"Une catastrophe" : Herta Müller foudroie Mo Yan, chantre de la censure

Clément Solym - 25.11.2012

Edition - International - Herta Müller - Mo Yan - prix Nobel de littérature


Elle n'avait pas particulièrement duré, Herta Mueller, prix Nobel de littérature en 2009. L'Allemande avait surpris son monde, au moment de sa nomination et puis, doucement, elle avait glissé dans l'oubli. Mais le lauréat de cette année lui donne l'occasion de se rappeler au bon souvenir de tous. L'élection du Chinois Mo Yan l'aurait presque fait pleurer... 

 

Discurso de Herta Müller, Premio Nobel de Literatura 2009. Estocolmo, 07.12.2009

Herta Müller, en 2009

zigaurre, (CC BY-NC-SA 2.0)

 

 

Dans un entretien avec le Dagens Nyheter, quotidien suédois, elle assure que cette nomination est « une catastrophe », ajoutant que les Chinois eux-mêmes considèrent l'écrivain comme « un fonctionnaire du même niveau qu'un ministre ». Et l'écrivaine d'origine roumaine de trancher : « Il célèbre la censure. C'est extrêmement troublant. » 

 

C'est que Herta, la censure, elle en connaît un rayon. Dans ses premiers temps, son recueil de nouvelles Niederungen, fut censuré en Roumanie. Aussi, pour parvenir à faire corriger et relire ses textes, Herta expliquait qu'elle rencontrait la femme qui faisait ce travail dans les bois, afin d'échapper à la surveillance dont elle était victime. « Personne ne pouvait entendre, nous devions toujours nous rendre en forêt pour les séances de relecture. » Et tout ça, pour ne pas être découvertes, elle et sa relectrice, une Allemande, dont on ne saura pas plus. 

 

Dans le pays, la peur devenait même un puissant moteur d'écriture pour elle, expliquait-elle en mars 2010, à l'occasion de la Foire du livre de Leipzig. Il fallait échapper à la surveillance de la Securitate (aussi connue tristement en Roumanie comme Departamentul Securităţii Statului, ou département de la sécurité d'État) et qui avait le rôle de police secrète. (voir notre actualitté)

 

Alors le comportement de Mo Yan, autant dire qu'il peut lui sortir un brin par les yeux, à l'autre Nobel. Surtout que remettre le Nobel de littérature au vice-président de l'Association des écrivains, qui reçoit le soutien du gouvernement chinois alors que le Nobel de la paix de 2010, Liu Xiaobo est toujours en prison « c'est une gifle pour tous ceux qui travaillent pour la démocratie et les droits de l'homme ».

 

Cependant, Mo Yan était intervenu, certes un peu tardivement peut-être, mais intervenu tout de même pour réclamer la libération le plus tôt possible de Liu Xiaobo.
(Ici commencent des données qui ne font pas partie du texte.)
PR #1092, opened 2020-05-04
Add checks for invalid agent or policy in PolicyStore

### LINKED ISSUE #775: PolicyStore python interface should not allow invalid policies to be set
For example, set_default('monitor', [float('nan')] should raise an error because the monitor does not take any policies.  Not sure if this also needs to be checked in underlying C and C++ methods.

Pas assez pour Herta : « Il aurait pu dire cela voilà quatre ans ou deux semaines avant de recevoir le prix », s'énerve-t-elle. Et de pester contre les jurés de l'Académie Nobel : « Donner ce prix à un pareil écrivain, c'est une insulte à l'humanité et à la littérature. C'est une honte que le comité ait fait ce choix, qui ne rend pas pas honneur à la littérature. » 

 

Et comme le gouvernement chinois a abondamment salué et fêté l'obtention de ce prix, les raisons de se méfier seraient d'autant plus grandes.